Akute respiratorische Insuffizienz?

  • Guten Morgen liebe Forumteilnehmer,

    ich benötige Ihre Unterstützung:

    wir haben bei einem Patienten zwei BGA durchgeführt:

    1. BGA pCo2-Wert 34,00 mmHg und PO2-Wert von 71,7 mmHg bei O2-Gabe

    2. BGA ohne O2-Gabe PCO2-Wert bei 30,0 mmHg und pO2 bei 73,8 mmHg, es wurde mit Sauerstoff-Gabe therapiert.

    Wir verschlüsselten eine akute respiratorische Insuffizienz. Jetzt möchte der MDK daraus eine respiratorische Insuffizienz machen.

    Wir sind nach unserer Analyse der Auffassung, dass es sich hier um eine akute respiratorische handelt.

    Der MDK argumentiert:

    \"J96.0 wurde nicht belegt. Blutgasanalysen mit kurzfristigen Kontrollen wurden nicht vorgelegt, der Versicherte wurde nicht auf der ITS beobachtet. Die vorliegende BGA zeigt einen pO2 von 71,7 (Normalbereich 70 bis 104) und einen pCO2 von 34 (NB 33 bis 45\",somit wurde vom MDK die J96.9 respiratorische Insuffizienz verschlüsselt.
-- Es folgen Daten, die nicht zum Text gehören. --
Issue #1561, opened 2025-01-14
Provide some buttons to perform usual version increments


laeubi:
If one edits a package version it looks like this:

![grafik](https://github.com/user-attachments/assets/39028b79-f3b3-4c84-bf59-3b71112bee69)

below the version there is some free space in the dialog, it should contain three links to change the version:

1. New Major Version (changing it to `<major+1>.0.0`) [in this example `3.0.0`]
2. New Minor Version (changing it to `<major>.<minor+1>.0` [in this example `2.13.0`]
3. New Micro Version (changing it to `<major>.<minor>.<micro+1>` [in this example `2.13.1`]

so one do not needs edit the text field manually.

anviik:
@jackson-drew and I be working on it.

braedonbillingsley:
My team and I are working on this.

anviik:
Hi @braedonbillingsley , @jackson-drew and I are still working on this issue however, since it hasn't been done yet we would love to possibly collaborate. Feel free to reach out to me at my email: anvikudaraya417@gmail.com

PR #1773, opened 2025-05-09
Created buttons for PluginVersionPart to increment the exported version

Shyesta:
Original Issue: [#1561 ](https://github.com/eclipse-pde/eclipse.pde/issues/1561)

My team and I created three additional buttons that will allow for incrementing of the major, minor, and micro versions of an exported package by 1. We did this by:
- Defining Strings for each of the text properties attached to these buttons in [PDEUIMessages.java](https://github.com/Shyesta/eclipse.pde/blob/master/ui/org.eclipse.pde.ui/src/org/eclipse/pde/internal/ui/PDEUIMessages.java)
- Attaching values to the defined Strings at [pderesources.properties](https://github.com/Shyesta/eclipse.pde/blob/master/ui/org.eclipse.pde.ui/src/org/eclipse/pde/internal/ui/pderesources.properties)
- Adding buttons to [PluginVersionPart.java](https://github.com/Shyesta/eclipse.pde/blob/master/ui/org.eclipse.pde.ui/src/org/eclipse/pde/internal/ui/parts/PluginVersionPart.java) that have all relevant text and layout properties.

These changes can be viewed in Eclipse by building the project with all dependencies, creating a plugin project with a plugin template, entering the Runtime section, and then viewing the properties of a plugin.

One thing my team and I noticed was that the versions of these exported packages are not validated, meaning we could enter a clearly incorrect version number like 10000.0.0 and it would still apply. This validation could be a potential enhancement made in the future.

Here is a preview of the changes made: 

image

### DIFF
--- a/ui/org.eclipse.pde.ui/src/org/eclipse/pde/internal/ui/parts/PluginVersionPart.java
+++ b/ui/org.eclipse.pde.ui/src/org/eclipse/pde/internal/ui/parts/PluginVersionPart.java
@@ -288,6 +288,38 @@ public class PluginVersionPart {
 		fMinVersionText = new Text(parent, SWT.SINGLE | SWT.BORDER);
 		fMinVersionText.setLayoutData(new GridData(GridData.FILL_HORIZONTAL));
 		fMinVersionText.setEnabled(editable);
+
+		if (!fRangeAllowed) {
+			Label incrLabel = new Label(parent, SWT.NONE);
+			incrLabel.setText(PDEUIMessages.PluginVersionPart_incrementTitle);
+			incrLabel.setLayoutData(new GridData(SWT.LEFT, SWT.CENTER, false, false));
+
+			Composite btnBar = new Composite(parent, SWT.NONE);
+			btnBar.setLayoutData(new GridData(SWT.FILL, SWT.CENTER, true, false));
+
+			GridLayout btnBarLayout = new GridLayout(3, true);
+			btnBarLayout.marginWidth = 0;
+			btnBar.setLayout(btnBarLayout);
+
+			Button majorBtn = new Button(btnBar, SWT.PUSH);
+			majorBtn.setText(PDEUIMessages.PluginVersionPart_bumpMajor);
+			majorBtn.setEnabled(editable);
+			majorBtn.addListener(SWT.Selection, e -> bumpVersion(Type.MAJOR));
+			majorBtn.setLayoutData(new GridData(SWT.FILL, SWT.FILL, true, true));
+
+			Button minorBtn = new Button(btnBar, SWT.PUSH);
+			minorBtn.setText(PDEUIMessages.PluginVersionPart_bumpMinor);
+			minorBtn.setEnabled(editable);
+			minorBtn.addListener(SWT.Selection, e -> bumpVersion(Type.MINOR));
+			minorBtn.setLayoutData(new GridData(SWT.FILL, SWT.FILL, true, true));
+
+			Button microBtn = new Button(btnBar, SWT.PUSH);
+			microBtn.setText(PDEUIMessages.PluginVersionPart_bumpMicro);
+			microBtn.setEnabled(editable);
+			microBtn.addListener(SWT.Selection, e -> bumpVersion(Type.MICRO));
+			microBtn.setLayoutData(new GridData(SWT.FILL, SWT.FILL, true, true));
+		}
+
 	}
 
 	public void preloadFields() {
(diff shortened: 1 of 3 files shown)


ui/org.eclipse.pde.ui/src/org/eclipse/pde/internal/ui/parts/PluginVersionPart.java
```diff
@@ -454,4 +486,43 @@ public void addListeners(ModifyListener minListener, ModifyListener maxListener)
...
+                    mic = 0;
+                    break;
+                case MINOR:
+                    min++;
+                    mic = 0;
+                    break;
+                case MICRO:
+                    mic++;
+                    break;
+            }
```
HannesWell, line 512: Instead defining a new Enum-Type and adding a lot of logic in this method, I think it would be better to pass a `UnaryOperator<Version> versionModifier` instead of `type` and just use that to compute the new version after the current version String was parsed into a `Version` object. That new Version object could then be serialized back into the text field as it's already done now.
With that new approach the caller would pass a lambda that return a corresponding new version object from the current version that was passed to it.

ui/org.eclipse.pde.ui/src/org/eclipse/pde/internal/ui/parts/PluginVersionPart.java
```diff
@@ -454,4 +486,43 @@ public void addListeners(ModifyListener minListener, ModifyListener maxListener)
...
+			String originalText = getMinVersion();
+			String qualifier = ""; //$NON-NLS-1$
+			int qualifierIndex = originalText.indexOf(v.toString()) + v.toString().length();
+			if (qualifierIndex < originalText.length()) {
+				qualifier = originalText.substring(qualifierIndex);
+			}
+
+			target = new Version(maj, min, mic).toString() + qualifier;
+        } catch (IllegalArgumentException e) {
+            target = "1.0.0"; //$NON-NLS-1$
```
HannesWell, line 523: Instead of handling exception, maybe the input should be validated in advance and for example the buttons should be disabled when the field is empty/no version is specified yet?

ui/org.eclipse.pde.ui/src/org/eclipse/pde/internal/ui/parts/PluginVersionPart.java
```diff
@@ -288,6 +288,38 @@ private void createSingleField(Composite parent, boolean createGroup, boolean ed
...
+			btnBar.setLayoutData(new GridData(SWT.FILL, SWT.CENTER, true, false));
+
+			GridLayout btnBarLayout = new GridLayout(3, true);
+			btnBarLayout.marginWidth = 0;
+			btnBar.setLayout(btnBarLayout);
+
+			Button majorBtn = new Button(btnBar, SWT.PUSH);
+			majorBtn.setText(PDEUIMessages.PluginVersionPart_bumpMajor);
+			majorBtn.setEnabled(editable);
+			majorBtn.addListener(SWT.Selection, e -> bumpVersion(Type.MAJOR));
```
HannesWell, line 307: Please use a typed-listener here, i.e. call `addSelectionListener()` instead and create a `SelectionListener` using `SelectionListener.widgetSelectedAdapter()`.
Together with the suggestion below to pass a lambda, this code would be
```suggestion
			majorBtn.addSelectionListener(SelectionListener.widgetSelectedAdapter(e -> bumpVersion(v -> {
				return new Version(v.getMajor() + 1, 0, 0, v.getQualifier());
			})));
```
The other button definitions would looks correspondingly.
I'm not sure if it's necessary to handle the qualifier here. In general versions of exported-packages don't have a qualifier anyway. But it could also be handled uniformly in the `bumpVersion()` (if really necessary).

HannesWell (changes requested):
Thank you for this contribution and sorry for the delayed reply, the result looks good already but the implementation should be enhanced in a few aspects, please see my comments below.

Also please only use tabs for indentation to match the existing style in the changed class. 

Furthermore please squash all your commits locally (including the new changes), with a message covering the change as a whole, and force push the new commit to the branch of this PR (don't create a new branch). Eventually this change will be submitted as one commit anyway.

Shyesta:
Hi @HannesWell sorry for taking so long to implement the changes you requested.

I believe I have fixed everything you requested, including:
- Adhering to tabs instead of spaces for line starts
- Disabling the buttons when there is not a valid version input
- Using UnaryOperator instead of an enum Type and SelectionListeners for some of the logic
- Removing the exception check and instead validating the input differently

I did run into issues with squashing the commits and am unsure if that was done properly as you requested. Let me know if there are any issues there that I can resolve, or if anything else needs to be adjusted. Thank you!

HannesWell (approved):
Thank you for the update I did another review of this change and applied some more required changes:
- fix a bug in the (optional and usually absent) qualifier handling
- rearrange method boundaries to reduce code duplication.

> I did run into issues with squashing the commits and am unsure if that was done properly as you requested. Let me know if there are any issues there that I can resolve, or if anything else needs to be adjusted. Thank you!

I have squashed the changes for you locally and force pushed the result together with the other adjustments I mentioned to this PRs branch.
If you want to do it yourself in the future, you can do it on the CLI following for example this [guide](https://www.baeldung.com/ops/git-squash-commits) or by using the EGit History view via the context menu:
grafik


Thank you for this contribution. This is ready for submission now.

PR #1776, opened 2025-05-13
Whitespace clean-up in pde ds

vogella:
Using the JDT clean-up for unnecessary whitespace


HannesWell:
Shouldn't we rely on the clean-up job to apply this, which is about to be set up in https://github.com/eclipse-platform/eclipse.platform.releng.aggregator/pull/3039 ?

vogella:
> Shouldn't we rely on the clean-up job to apply this, which is about to be set up in [eclipse-platform/eclipse.platform.releng.aggregator#3039](https://github.com/eclipse-platform/eclipse.platform.releng.aggregator/pull/3039) ?

Please merge it, if you want to enable this flow. I only look from time to time at Eclipse and don't want to create a bunch of PR for others to look at. My plan is to reduce the number of automatically created PR by doing some pre-work before enabling it, but if someone else enables the workflow that is even better.

PR #1788, opened 2025-05-19
Add Missing SVGs to PDE Bundles

Michael5601:
This PR adds missing SVGs to `org.eclipse.pde` bundles.

Please note that this PR does not include all missing SVGs documented in this [issue](https://github.com/eclipse-platform/eclipse.platform.images/issues/129) but contributes to providing all PDE Icons as SVGs. All Icons added in this PR are either copied from another location where a duplicate with another name already existed or created by myself. 

Example content in `.exsd` files is also changed to .svg even though this has no direct impact on any icons.

One reference of the icon `ant.png` in the bundle  `org.eclipse.ant.ui` is changed to SVG as this bundle is already updated for using SVGs.
_____________________________________________________
Appart from the added SVG in this PR the bundles `org.eclipse.pde.spy.preferences`, `org.eclipse.e4.tools.emf.ui` and `org.eclipse.pde.bnd.ui` contain many GIFs and PNGs for which no SVGs exist yet. 

The bundle `org.eclipse.pde.doc.user` contains many "icons" that are screenshots of editors. I don't think SVGs are needed here.


HannesWell (approved):
Thank you for this contribution, this looks good.

While testing this I noticed (again) that the 'toolbar' icons in the E4 Spies window are still blurry, but I believe that's an E4 issue respectively that it scales up already rasterized images and does not scale properly them if possible:
grafik

HeikoKlare:
> While testing this I noticed (again) that the 'toolbar' icons in the E4 Spies window are still blurry, but I believe that's an E4 issue respectively that it scales up already rasterized images and does not scale properly them if possible:

Yes, there seems to be some strange scaling being involved. At least it's not related to SVGs. I replaced the OSGi SVG with the PNG again and it still looks that weird:
image

HeikoKlare:
I took a further look but I have to admit that I have no clue.

My findings so far:
- On a 100% monitor, those icons are not rendered at 100% zoom (16x16) but at some larger scale (something like 20x20), which is probably the reason for them being blurry
- I am aware of two ways how images can be scaled that badly:
  1. `ImageData#scaledTo()`: this method is never called when running an application and opening the spies window
  2. `GC#drawImage()` with anti-aliasing and different source/destination width and height: this is also never called when running an application and opening the spies windows for any of the affected images
- No handles at different zooms than 100 are retrieved for the according images. This would require `Image#getImageMetadata()` to be called on those images, but a breakpoint only triggered for zoom=100
- The images are properly assigned to the `HandledContributionItem`s making up the toolbar entries. They use the proper SVG (or, if changed, PNG) URL, create a proper image descriptor and properly create and set and image at 100%

I guess this must be related to how those items are rendered, but I did not find yet where something special is made for them. But the unusal size of the rendered images looks suspicious.

PR #1797, opened 2025-06-04
Add version bumps for 4.37

HannesWell:
This just adds a dummy change to provoke the automated version-bumps.
Once they are applied I plan to update the PR and remove the dummy commit so that only the version bump commit remains.


HannesWell:
> #1798 could serve same purpose, right?

Yes, both works.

    Frage: Wie wird ein Nachweis für eine akute respiratorische Insuffizienz geführt bei welchen Werten und wie oft muss man eine BGA durchführen und wieso wird der Ressourcenaufwand der Sauerstoffgabe nicht beachtet?

    Lieben Dank für Ihre Bemühungen im Voraus, ich freue mich schon auf ein Feedback.

    Lieben Gruß aus Berlin

  • Hallo heidiberlin

    Der Resourcenaufwand der Sauerstoffgabe wird nicht beachtet, weil es eine \"schweregradsteigernde\" Diagnose ist.

    Auch wir haben immer wieder Probleme mit dieser Diagnose. Bei uns ist es so, wenn der pO2-Wert unter 60 mmHg und Sauerstoff wurde verabreicht, dann erfolgt auch eine Kodierung.
    Für die Begründung der J96.0 benutzen wir dann die \"eigenen\" Kodierrichtlinien des MDK.
    Der MDK beschreibt in seiner Kodierempfehlung Nr. 37 des MDK (SEG 4):

    Respiratorische Insuffizienz liegt vor, wenn pathologische Blutgasveränderungen im Sinne einer respiratorischen Partial- oder Globalinsuffizienz nachweisbar sind. Eine Dyspnoe ohne BGA- Veränderung ist keine respiratorische Insuffizienz. J96.- Respiratorische Insuffizienz, anderorts nicht klassifiziert, kann bei Aufwand (z.B. Sauerstoff-Gabe) zusätzlich zur Grundkrankheit verschlüsselt werden.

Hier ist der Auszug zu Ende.